**WHAT NEEDS TO BE DONE**.
Filter the listing below down to the lines containing the word "info".

[[ EXERCISE DATA, beginning ]]

PR #503, opened 2022-05-29
Add cupcake to the list

bhgames:
@austbot Summary
Cupcake is a cool new program built by @bhgames and @bartosz-lipinski  it allows use of candy machine, via a nfc and mobile mint link. This integration will grow candy machine usage and is net good for the protocol and candy machine users.

### DIFF
--- a/candy-machine/program/src/processor/mint.rs
+++ b/candy-machine/program/src/processor/mint.rs
@@ -178,7 +178,6 @@ pub fn handle_mint_nft<'info>(
                 &anchor_lang::solana_program::system_program::ID,
             )
             && !cmp_pubkeys(&program_id, &A_TOKEN)
-            && !cmp_pubkeys(&program_id, &CUPCAKE_ID)
         {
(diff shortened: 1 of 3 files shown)


austbot (approved):

candy-machine/program/src/processor/mint.rs
```diff
@@ -177,6 +178,7 @@ pub fn handle_mint_nft<'info>(
                 &anchor_lang::solana_program::system_program::ID,
             )
             && !cmp_pubkeys(&program_id, &A_TOKEN)
+            && !cmp_pubkeys(&program_id, &CUPCAKE_ID)
```
austbot, line 181: Do you need instructions before?

austbot: or after?

austbot (changes requested):
If you need an instruction after people can use it to screw us with bots, do you just need cpi or a post IX?

austbot (approved):

austbot (approved):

[[ EXERCISE DATA, end ]]

**EXERCISE RESULT**.
@@ -178,7 +178,6 @@ pub fn handle_mint_nft<'info>(
@@ -177,6 +178,7 @@ pub fn handle_mint_nft<'info>(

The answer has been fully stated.